『溶けてしまいそうなアタシを』

(サイト開設4周年記念)

by イイペーコー



 壮絶だった戦いも終えて、今ではあの頃の事が夢か幻だったのではないかと思う程に穏やかで平凡な日常に埋没してしまっている為だろうか。
 きっとそうだろう。

 最近のアタシは、毎朝、目が覚める度にとある少年の事を思い浮かべてしまって、暫くの間はベッドから身を起こす事ができないでいたりする。

 ある時はアイツの笑顔。
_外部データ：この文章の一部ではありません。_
PR #1991, opened 2023-02-12
Add CLI option --force-weak for weak hashes.

antonsviridenko:
Introduces new CLI option `--force-weak`. From now, using cryptographically weak hashes for key and data signatures is prohibited unless `--force-weak` is present.

This PR reimplements CLI related part of #1524 using `rnp_get_security_rule()`.

Closes #1524

### DIFF
--- a/src/rnp/fficli.cpp
+++ b/src/rnp/fficli.cpp
@@ -2818,6 +2818,36 @@ cli_rnp_setup(cli_rnp_t *rnp)
 }
 
 bool
+cli_rnp_check_weak_hash(cli_rnp_t *rnp)
+{
+    if (rnp->cfg().has(CFG_WEAK_HASH)) {
+        return true;
+    }
+
+    uint32_t security_level = 0;
+
+    if (rnp_get_security_rule(rnp->ffi,
+                              RNP_FEATURE_HASH_ALG,
+                              rnp->cfg().get_hashalg().c_str(),
+                              rnp->cfg().time(),
+                              NULL,
+                              NULL,
+                              &security_level)) {
+        ERR_MSG("Failed to get security rules for hash algorithm \'%s\'!",
+                rnp->cfg().get_hashalg().c_str());
+        return false;
+    }
+
+    if (security_level < RNP_SECURITY_DEFAULT) {
+        ERR_MSG("Hash algorithm \'%s\' is cryptographically weak!",
+                rnp->cfg().get_hashalg().c_str());
+        return false;
+    }
+    /* TODO: check other weak algorithms and key sizes */
+    return true;
+}
+
+bool
 cli_rnp_protect_file(cli_rnp_t *rnp)
 {
     rnp_input_t  input = NULL;
--- a/src/rnpkeys/rnpkeys.cpp
+++ b/src/rnpkeys/rnpkeys.cpp
@@ -53,6 +53,7 @@ const char *usage =
   "    --expiration         Set key and subkey expiration time.\n"
   "    --cipher             Set cipher used to encrypt a secret key.\n"
   "    --hash               Set hash which is used for key derivation.\n"
+  "    --allow-weak-hash    Allow usage of a weak hash algorithm.\n"
   "  -l, --list-keys        List keys in the keyrings.\n"
   "    --secret             List secret keys instead of public ones.\n"
   "    --with-sigs          List signatures as well.\n"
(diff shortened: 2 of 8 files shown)


src/rnpkeys/rnpkeys.cpp
```diff
@@ -53,6 +53,7 @@ const char *usage =
   "    --expiration         Set key and subkey expiration time.\n"
   "    --cipher             Set cipher used to encrypt a secret key.\n"
   "    --hash               Set hash which is used for key derivation.\n"
+  "    --force-weak         Force usage of a weak hash algorithm.\n"
```
ronaldtse, line 56: Is `allow-weak` a better name than `force-weak`?

ni4: Agree, `allow` should look better here, as `force` could be confusing to user (making think that only weak hashes should be used). Also probably it should be extended to `--allow-weak-hashes` since we would also need to have `--allow-weak-ciphers` at some point.

ronaldtse: Ping @antonsviridenko for an update. Thanks!

antonsviridenko: > Also probably it should be extended to --allow-weak-hashes since we would also need to have --allow-weak-ciphers at some point.

Single option can cover both. Is there any reason to handle weak hashes and ciphers separately?

ni4: > Single option can cover both. Is there any reason to handle weak hashes and ciphers separately?

It is always better to give user flexibility. This case could lead to unwanted or unexpected consequence (for instance, user would like to use SHA1 but accidentally would enable IDEA and use it for encryption).

antonsviridenko:
Not sure how my changes could have caused this
```
ERROR: test_encryption_unicode (__main__.Misc.test_encryption_unicode)
  File "/Users/runner/work/rnp/rnp/src/tests/cli_tests.py", line 1987, in test_encryption_unicode
    rnp_encrypt_file_ex(src, dst, [KEY_ENCRYPT])
  File "/Users/runner/work/rnp/rnp/src/tests/cli_tests.py", line 365, in rnp_encrypt_file_ex
    raise_err('rnp encryption failed with ' + cipher, err)
              ~~~~~~~~~~~~~~~~~~~~~~~~~~~~~~^~~~~~~~
TypeError: can only concatenate str (not "NoneType") to str

FAIL: test_core_dumps (__main__.Misc.test_core_dumps)
  File "/Users/runner/work/rnp/rnp/src/tests/cli_tests.py", line 2939, in test_core_dumps
    self.assertEqual(ret, 0)
AssertionError: 1 != 0
```

antonsviridenko:
@ni4 thank you, did not know that cli_tests-Misc was such special.
Yeah, another home directory should help, as in this tests keys with weak hash signatures are generated and they cause error messages when left in the keyring and loaded later in other tests...

src/rnpkeys/rnpkeys.cpp
antonsviridenko: @ni4 maybe `--allow-weak-hash` is better?  `--allow-weak-hashes` is too long and I'll have to shift the whole right  column in the usage text otherwise :)
```
 "    --hash             Specify hash algorithm, used during signing.\n"
 "    --allow-weak-hashesAllow usage of a weak hash algorithm.\n"


```

ni4: @antonsviridenko sure, --allow-weak-hash would work as well.

ronaldtse: Agree!

antonsviridenko:
ping @ni4 @ronaldtse

ronaldtse (approved):
Happy with this. Thank you @antonsviridenko !

src/rnp/fficli.cpp
```diff
@@ -2817,6 +2817,31 @@ cli_rnp_setup(cli_rnp_t *rnp)
...
+bool
+cli_rnp_check_weak_hash(cli_rnp_t *rnp)
+{
+    if (rnp->cfg().has(CFG_WEAK_HASH)) {
+        return true;
+    }
+
+    uint32_t security_level = 0;
+
+    if (!rnp_get_security_rule(rnp->ffi,
```
ni4, line 2829: Within this logic if `rnp_get_security_rule()` call would fail due to some reasons we'll allow to use any hash. Probbaly we should separate checks, failing (or issuing a warning) if `rnp_get_security_rule()` fails.

ni4 (commented):
Overall LGTM, just one minor comment.

ni4 (approved):
LGTM, thanks!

時々、胸が高まってしまうぐらいの優しそうな笑顔――まあ、実際に優しいんだけど。
 そしてある時はアイツのちょっと落ち込んでいる時の顔。
 ああ、アタシにも母性本能があったんだなぁ――としみじみ実感してしまうと言うべきか。
 アイツのそんな様子を目の当たりにしたならば、絶対に放っておけないアタシだったりする――もっとも最近はめったにアイツはそんな顔を見せなくなってしまったけれど。
 そしてある時はアイツの怒った顔。
 今でも、時々アイツとは喧嘩をしてしまう事があって。
 その大半はアタシが無理難題をアイツに押しつけようとして、それはもう実に強固なアイツの堪忍袋も我慢に我慢を重ねた末に切れてしまう事があったりする訳で。
 まあ、喧嘩をしても、すぐに仲直りが出来ているので問題はないのだ。

 そんな様々なアイツの顔を思い浮かべて、挙動不審気味にベッドの上を転がったり、不安な気持ちに苛まれて、頭から布団を被ってしまったり――。
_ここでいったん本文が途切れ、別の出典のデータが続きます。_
PR #1993, opened 2023-02-12
Fix argument processing issues in CLI tools

antonsviridenko:
Closes #1992

PR #2004, opened 2023-02-26
Release v0.17.0

ni4:


antonsviridenko:
Changes present in #1991 and #1993 could be added in this release too, after approval/

ni4:
@antonsviridenko Yeah, waiting for myself to approve them :) Also #2004 seems good to be included.

ni4:
@ronaldtse I'm thinking whether we should add some CMake option to disable SExp support, so those who don't need that feature would not need to download/build/maintain additional dependency. What do you think?
cc @maxirmx @antonsviridenko

antonsviridenko:
>  I'm thinking whether we should add some CMake option to disable SExp support, so those who don't need that feature would not need to download/build/maintain additional dependency. 

Yes it would be nice to have this option

maxirmx:
> add some CMake option to disable SExp support

I am afraid if you disable SExp library support you will have to provide an alternate SExp parser and have two of them.

ni4:
> I am afraid if you disable SExp library support you will have to provide an alternate SExp parser and have two of them.

SExp parser is needed only for proprietary GnuPG's G10/G23 keyring parsing, which is not part of the 'standard' OpenPGP functionality, defined in RFC. So disabling SExp support would also disable G10/G23 support.

maxirmx:
Ah, "disabling GnuPG compatibility will elimiate the need to support (link) sexp"

ni4:
Actually, not GnuPG compatibility, but support just for GnuPG's proprietary key storage format.

ronaldtse:
@maxirmx the major concern of @ni4 regarding SExp support is about packaging dependencies.

Downstream packagers need to run the build process themselves and additional packages like SExp becomes difficult for them to manage, even with CMake.

Personally I don't think we should remove SExp because compatibility of loading those GnuPG keystores are important. Plus the SExp library is small, plus it is maintained by us.

Is it possible for us to "include" the library without bothering the downstream packagers?

maxirmx:
@ronaldtse @ni4 
We can

1. Include sexp source files into rnp library build, drop sexp library and sexp git project, and distributes sexp source within rnp source package
2. Include sexp source files into rnp source tree, build sexp library separately using CMake ```add_subdirectory```  but drop sexp git project,  and distributes sexp source within rnp source package
3. Link sexp project into rnp source tree as git submodule, build sexp library separately using CMake ```add_subdirectory``` feature and keep sexp project,  and distributes sexp source within rnp source package

moving the opposite way we can 

4. Make sexp full-pledged package and require it for rnp build and runtime environments

I expect that you will select option 3, however, I would talk to some downstream package maintainers if you can reach them.
I am a kind of downstream maintainer for folly and dwarfs since I port/maintain them on platforms not supported by the core teams. Git submodule would be the worst choice for me because it adds burden but lacks flexibility.

ronaldtse:
@maxirmx I don’t like 1/2 and also don’t prefer using a submodule. 

The only real way for us to contact downstream maintainers is either we find them and keep track of them (which seems like we should do), or through public communication like a blog (which we should do too). And good documentation on our README / build instructions on how to build RNP. 

@ni4 what do you think?

maxirmx:
One more option
5. We can keep git structure intact but create source package that has sexp library source 'pre-downloaded'

ronaldtse:
A prepackaged source seems reasonable.

ni4:
During previous releases we were hit with the following issues:
- case when library should be built from source package without Git installed
- case when library should be built on offline system

That's why downloading something would cause issues.  We may update readme/instructions for maintainers, but including SExp sources into `src/lib` would be easier, given that SExp code would not change often.

antonsviridenko:
>4. Make sexp full-pledged package and require it for rnp build and runtime environments

I think this is the right way. But having possibility to built rnp without sexp would be nice.

And sexp package can be useful as a dependency for other projects too, am I right?

maxirmx:
> During previous releases we were hit with the following issues:
> 
> * case when library should be built from source package without Git installed
> * case when library should be built on offline system
> 
> That's why downloading something would cause issues. We may update readme/instructions for maintainers, but including SExp sources into `src/lib` would be easier, given that SExp code would not change often.

@ni4 @ronaldtse 
- You already made this good point here https://github.com/rnpgp/rnp/pull/1943#issuecomment-1315134934 and here https://github.com/rnpgp/rnp/pull/1943#issuecomment-1315328258
- I already fixed it. Current version does not require neither git not Internet access from the build host as explained here https://github.com/rnpgp/rnp/blob/master/docs/installation.adoc#compile-from-source-without-access-to-githubcom
- None of the 5 options suggested above requires git ot Internet access either.
- There is a requirement to put sexp sources on a build host. 
 
 (I am open to any option but I do not understand the criteria)

ni4:
@maxirmx Thanks for following up. Yeah, it doesn't require internet/git access. But would not the requirement to have additional source package make troubles to the maintainers? I.e. all maintainers after this release would need to re-setup their scripts/environment and so on.

ronaldtse:
I believe when building our release tar.gz packages we should already include the SEXP library source code, so that no additional pulls are necessary. The release tar.gz files must already be fully contained and does not require external sources.

ni4:
@maxirmx Do you have an idea why Botan is not found for macOS runners? Could it be related to the #2995?

maxirmx:
> @maxirmx Do you have an idea why Botan is not found for macOS runners? Could it be related to the #2995?

My fault. I forgit to install it from cache.
I will fix it later today.

maxirmx:
@ni4 
https://github.com/rnpgp/rnp/pull/2068
I'm sorry for this silly issue

ni4:
@maxirmx no problem, thanks for solving this!

antonsviridenko (approved):

maxirmx (approved):

ribose-jeffreylau (approved):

 そして、結局は遅刻ギリギリの時間になって慌てて支度するというのが最近の日課になってしまっている始末。

 断っておくが、これは決してアイだのコイだのいう類のものではない。
 未だに慣れないもので日本語は実に難しく、どう表現すべきなのか迷う所なのだけれど、最も適当な言葉を選ぶとしたならば、やはり“義務感”という所なのだと思う。

 頼りない弟の面倒を看なければならない姉のような心境に近いのだ。

 そう――アタシこと、惣流・アスカ・ラングレーは、慈悲深いその優しい気持ちから、アイツこと、碇シンジを見守ってあげているという構図なのだ。
 無茶なことを言ってシンジを困らせたりしているのも、それはアイツを鍛えてあげようという長期的な展望に立った深慮であって、断じて構って欲しいからなどではない。
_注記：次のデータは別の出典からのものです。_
Issue #2007, opened 2023-02-28
CI: Botan library handling/versioning  in CI scripts


maxirmx:
Now for CentOS/Fedora CI scripts do the following

- Install botan2, botan2-devel packages  (unconditionally) [from https://github.com/riboseinc/rpm-spec-botan2, version **2.16.1**]
- Build botan from source and link against it (unconditionally) [**2.17.3** on CentOS 7/**2.18.2** on other platforms]

In all CMake scripts we have ```find_package(Botan2``` **2.14.0** ```REQUIRED)``` which is inconsistent with CI shell scripts

So,  two questions
- what is the minimal Botan version we support (want to support) ?
- do we want to use Botan rpm from https://github.com/riboseinc/rpm-spec-botan2 ?

maxirmx:
(for CentOS/Fedora only)
We have CI tests that are run against 2.17.3/2.18.2 (locally built)
We have packaging that is done against 2.16.1/2.19.1/2.19.3
We have packaging test that is done with 2.14.0+ requirement

It may be good good enough but it does not look robust enough. 

We shall test and package against the same versions

**Option 1**
```
CentOS 7,8    against 2.16.1   from ribose repo          [and downgrade version in tests]
CentOS 9      against 2.19.3   from EPEL9               [and upgrade version in tests]
Fedora35      against 2.19.1   from Fedora packages     [and upgrade version in tests]
Fedora36      against 2.19.1   from Fedora packages     [and upgrade version in tests]
```

**Option 2**
```
CentOS 7,8    against 2.17.3   from ribose repo         [and add it to ribose repo]
CentOS 9      against 2.18.2   from ribose repo         [and add it to ribose repo]
Fedora35      against 2.18.2   from ribose repo                               
Fedora36      against 2.18.2   from ribose repo                               
```
(more options are possible)

For me _Option 1_  is better, however, current implemenation looks like outdated _Option 2_

So the question is wheather we want to  change the approach towards _Option 1_ or have _Option 2_ fixed

maxirmx:
UPD  
_We shall test and package against the same versions_  is incorrect

**We shall package against the versions we have tested**

ni4:
I would vote for Option 1, as this would be the case which is used by RNP users.

maxirmx:
ref #1908

ronaldtse:
I agree with Option 1.  Ideally we don't want to maintain a Botan package unless absolutely necessary.

Issue #1929, opened 2022-10-25
Refactor CI: Centos/Fedora workflow


maxirmx:
Target flow:
1. build / run tests  ( for different flavours, OS versions and architectures )
2. build a SRPM, install it and test ( for different flavours, versions and architectures ) 
    (publish SRPM as an artifact)
4. build RPMs  ( for different flavours, versions and architectures )  and then test them 
    (publish RPMs as artifacts)

ronaldtse:
This is correct. Thank you @maxirmx !

maxirmx:
CentOS/Fedora squashed workflow sample: https://github.com/rnpgp/sexp/blob/main/.github/workflows/build-and-test-rh.yml

ronaldtse:
This issue depends on:
* [ ] #1891 
* [ ] #1962

PR #2013, opened 2023-03-15
CentOS/Fedora workflow refactoring

maxirmx:
1. #1929
2. #2007 
3. Favour pre-packaged automake installation over local build
4. Favour pre-packaged Ruby installation over local build with rbenv
5. Create single rnp-devel rpm that contains both shared and static libraries


ni4 (approved):
LGTM, thanks!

 従って、無論言うまでもないが、シンジとアタシは所謂彼氏彼女の関係ではない。
 もうあれから2年が過ぎて、お互いに高校生になったと言うのに、全くの進展なし。
 アイツの方から告白とかナントカ、何らかのアクションがあれば、検討してあげても良い余地は残されているのかもしれないが、シンジに限ってそんな事などある筈もなく、微塵も進展なし。

 それどころか、ミサト(と加持さん)の結婚と自分達の高校進学を機に、アタシとシンジはそれぞれ独り暮らしをする事になった訳で、かつての肩書だった同僚兼同居人兼クラスメートというその看板から“同居人”の文字が消え、更に高校入学後はクラスまで別々になってしまい、“クラスメート”という肩書まで消えてしまったのだ。
 これでは進展どころか後退と言ってもいいだろう。

 当然のことながら、シンジと顔を合わせる機会は、同居していた頃に比べると激減してしまっている。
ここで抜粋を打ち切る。